■ EXERCISE INSTRUCTIONS:
Would you reproduce, without any alteration, the lines from the opening line of the entries through the line that has "- **Health bar" in it?

■ PROVIDED DATA:

*****

PR #512, opened 2026-06-18
Fix earn demo borrow/withdraw/swap issues

its-everdred:
Fixes for the Aave/Uniswap earn demo (`packages/demo/frontend`). 112 tests, lint, build green. No backend changes.

- **Repay-max revert + raw error leak** — repaying max USDC reverted with "ERC20: transfer amount exceeds balance" (the repay gate read the cross-chain total, but USDC_DEMO sits on both Base + OP Sepolia, so `max` prefilled more than the borrow chain could spend), and the raw revert calldata leaked into the modal. Fix: scope the gate to the market's chain; show `ActionsError.shortMessage`.
- **Health bar overshoot** — after a successful borrow the utilization bar shot to ~100% before settling to ~60%, because the optimistic position update landed (debt now includes the borrow) while the form amount was still set, double-counting it. Fix: zero the projected delta while the tx executes.
- **Withdraw "You withdraw 0"** — the withdraw review modal showed 0 when withdrawing 0.0001, because it rendered the raw `amount` state (empty when the illiquid Aave amount is locked) instead of the effective amount. Fix: use `effectiveAmount`, and feed it to the health projection too.
- **Testnet withdraw error** — illiquid Aave ETH withdrawals can revert on low testnet liquidity but only showed "Transaction failed". Fix: surface a testnet-specific message for that market+mode.
- **Balance flicker $70→$140→$70** — switching to the Borrow tab auto-pledges the lent Morpho shares; the pledged collateral landed (optimistic) before the direct lend shares refetched to zero, so the same shares were summed twice. Fix: the reconcile moves direct→pledged in one optimistic update, and `buildEffectiveLendPositions` reads it as a fallback so the total never double-counts.
- **Swap revert** — USDC→OP Uniswap swaps sometimes reverted with only "tx failed". Pool/fee/liquidity check out, so it's a runtime revert needing an on-chain repro; pinned pending one. The swap now surfaces the real reason instead of "tx failed".

Also: `mise.toml` `[alias]`→`[tool_alias]`.


its-everdred (commented):
reduce all multi-line comments we added in this PR to single line

packages/demo/frontend/src/components/earn/borrow/ReviewBorrowHealthModal.tsx
```diff
@@ -89,6 +89,9 @@ export function ReviewBorrowHealthModal({
 }: ReviewBorrowHealthModalProps) {
   const symbol = displaySymbol(asset.metadata.symbol)
   const assetLogo = getAssetLogo(asset.metadata.symbol)
+  // Format the (possibly full-precision) amount as a label: first two decimals
+  // full size, the rest dimmed and smaller.
```
its-everdred:
```suggestion
```

its-everdred:
> reduce all multi-line comments we added in this PR to single line

Done in `9d218695`. I collapsed the added multi-line comments into single-line comments, preserved your latest deletion in `ReviewBorrowHealthModal.tsx`, and removed the added em dash in a comment.

mise.toml
```diff
@@ -12,7 +12,7 @@ anvil = "nightly-0dd4d3153764f4706c2c9857675e42dec64155a7"
 # Supersim
 supersim = "0.1.0-alpha.58"
 
-[alias]
+[tool_alias]
```
its-everdred, line 15: `[alias]` was deprecated for `[tool_alias]`

its-everdred:
> i meant greatly reduce the comments themselves to a short phrase if needed, otherwise delete

Done in `f84e2ca0`. I deleted the comments that only restated nearby code and reduced the remaining ones to short context phrases.

mise.toml
its-everdred: > `[alias]` was deprecated for `[tool_alias]`

Already addressed on this branch: `mise.toml` now uses `[tool_alias]`, and the PR diff shows `[alias]` was replaced.

jefr90 (approved):
LGTM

*****

■ EXERCISE SOLUTION:
PR #512, opened 2026-06-18
Fix earn demo borrow/withdraw/swap issues

its-everdred:
Fixes for the Aave/Uniswap earn demo (`packages/demo/frontend`). 112 tests, lint, build green. No backend changes.

- **Repay-max revert + raw error leak** — repaying max USDC reverted with "ERC20: transfer amount exceeds balance" (the repay gate read the cross-chain total, but USDC_DEMO sits on both Base + OP Sepolia, so `max` prefilled more than the borrow chain could spend), and the raw revert calldata leaked into the modal. Fix: scope the gate to the market's chain; show `ActionsError.shortMessage`.
- **Health bar overshoot** — after a successful borrow the utilization bar shot to ~100% before settling to ~60%, because the optimistic position update landed (debt now includes the borrow) while the form amount was still set, double-counting it. Fix: zero the projected delta while the tx executes.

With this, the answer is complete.